You need a big enough pond at the bottom to hold all the water in the stream or it will overflow on a power outage, then pump too low when the power comes back on.


----------



## Greg Elmassian (Jan 3, 2008)

When I was sizing pumps for a fountain, there is usually information on the amount of head that the gallons per hour are good for. So you know the "head" ... 

What I did is feed water from several hoses to get the flow I wanted, then captured the water for a minute or two and then multiplied the gallons captured by a number to get gallons per hour. 

That will give you the gallons per hour you need. Now just match a pump up to your "head" and the GPH you need. 

Regards, Greg


----------



## jake3404 (Dec 3, 2010)

Thanks for the info. 

Excellent website John. It even has a calcualtor that based on my numbers says 975 gph at 20'. I'm gonna also use Greg's advice and try to simulate the volume of water I want and see how that matches with the recommendation. 

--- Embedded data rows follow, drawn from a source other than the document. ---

Issue #502, opened 2019-05-12
undefined being added to the "class" attribute


satazor:
> What is the current behavior?

When `appear` is enabled and `appearDone` is not defined in the class names, `undefined` is added.

> What is the expected behavior?

`appearDone` is optional, therefore `undefined` shouldn't be added to the "class" attribute

> Could you provide a [CodeSandbox](https://codesandbox.io/) demo reproducing the bug?

I feel the bug is pretty straightforward to fix, so I feel that creating a demo would not be necessary. The issue is in this line: https://github.com/reactjs/react-transition-group/blob/db834960c194ff742b02b771d02151896a159208/src/CSSTransition.js#L169

It should check if `this.getClassNames('enter').doneClassName` is a string before appending it.

PR #504, opened 2019-05-20
Fix adding undefined to class

mmarkelov:
Fix https://github.com/reactjs/react-transition-group/issues/502

### DIFF
--- a/src/CSSTransition.js
+++ b/src/CSSTransition.js
@@ -164,9 +164,10 @@ class CSSTransition extends React.Component {
 
   addClass(node, type, phase) {
     let className = this.getClassNames(type)[`${phase}ClassName`];
+    const { doneClassName } = this.getClassNames('enter');
 
-    if (type === 'appear' && phase === 'done') {
-      className += ` ${this.getClassNames('enter').doneClassName}`;
+    if (type === 'appear' && phase === 'done' && doneClassName) {
+      className += ` ${doneClassName}`;
     }
 
     // This is for to force a repaint,
@@ -176,8 +177,10 @@ class CSSTransition extends React.Component {
       node && node.scrollTop;
     }
 
-    this.appliedClasses[type][phase] = className
-    addClass(node, className)
+    if (className) {
+      this.appliedClasses[type][phase] = className
+      addClass(node, className)
+    }
   }
 
   removeClasses(node, type) {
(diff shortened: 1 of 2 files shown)


src/CSSTransition.js
```diff
@@ -176,8 +177,10 @@ class CSSTransition extends React.Component {
       node && node.scrollTop;
     }
 
-    this.appliedClasses[type][phase] = className
-    addClass(node, className)
+    if (className) {
+      this.appliedClasses[type][phase] = className
```
taion: this should be outside the conditional, no? we want to e.g. reset old values

mmarkelov: @taion I think that it is unnecessary to add falsy value to object and run **addClass** function, i can remove this conditional if you think that it will be better approach

taion: well, we want to clear any previous value that was there, no? e.g. if this already ran a transition, and the class mappings are dynamic, then we don't want to keep around an old stale value from the last time the transition ran?

mmarkelov: **className** will be **undefined** for this case (when **doneClassName** is **undefined**), so if it is **undefined** we could pass through: 
```javascript
this.appliedClasses[type][phase] = className
```
**appliedClasses** is used in **removeClasses** function, and it also check for **undefined**

also we can pass through:
```javascript
addClass(node, className)
```
cause it check if **className** is falsy.
So I suppose it is equivalent, but with this condition, we can skip  **addClass** and pass **undefined** value to **appliedClasses**

taion: i guess we wipe it in https://github.com/reactjs/react-transition-group/blob/5e2c1c4cb300b59d1c1242cb15b9607fc9caf723/src/CSSTransition.js#L193 anyway

src/CSSTransition.js
```diff
@@ -198,6 +201,10 @@ class CSSTransition extends React.Component {
     if (doneClassName) {
       removeClass(node, doneClassName);
     }
+    // Remove class atribute if it is empty
```
taion: do we need this change? this seems like essentially a separate thing. does it hurt to leave an empty `class` attribute around? we wouldn't know if e.g. the node originally had a `class=""`, would we?

mmarkelov: @taion youp. I don't know if it is right approach. I add it to cleanup for this specific case, cause it just add class to div, like so:
```html
<div class></div>
<div class></div>
<div class></div>
``` 
Maybe there is another way to fix this?
It doesn't hurt to add `class` attribute, so I can delete this part

taion: I think it's harmless.

gpbl:
Pinging @jquense – would be nice to get this merged :) Thanks!

PR #506, opened 2019-05-30
feat: add global transition disable switch

jquense:


www/src/pages/testing.js
```diff
@@ -0,0 +1,68 @@
+import { graphql } from 'gatsby';
+import PropTypes from 'prop-types';
+import React from 'react';
+import { Container } from 'react-bootstrap';
+import Layout from '../components/Layout';
+import Example from '../components/Example';
+
+const propTypes = {
+  location: PropTypes.object.isRequired,
+  data: PropTypes.shape({
```
taion: why do we need all this 🤨

jquense: we don't i just copy/pasted from the other page

piotr-cz:
IMHO docs should be updated with [info](https://github.com/reactjs/react-transition-group/blob/v4.1.0/www/src/pages/testing.js#L28-L35) how to use this feature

I'm also in aggreement on the smaller pumps for my water features. I think I'll probably do that.


----------



## Steamnutt (Apr 12, 2008)

Hi Jake, 
I've done the same thing with a smaller pump. The main pump runs through the filter and fills the upper resevoir then spills over into the stream, then empties into the large pond. The smaller pump with just a strainer on it to keep out the large debris powers the extras that we wanted. This way, that pump can be shut off when we don't want them running, but allows for the 24-7 operation of the filter. 

good luck!


----------



## jake3404 (Dec 3, 2010)

Posted By Steamnutt on 30 Jul 2011 03:18 PM 
Hi Jake, 
I've done the same thing with a smaller pump. The main pump runs through the filter and fills the upper resevoir then spills over into the stream, then empties into the large pond. The smaller pump with just a strainer on it to keep out the large debris powers the extras that we wanted. This way, that pump can be shut off when we don't want them running, but allows for the 24-7 operation of the filter. 

good luck! 

Did you put the small pump in the main pond or in the stream?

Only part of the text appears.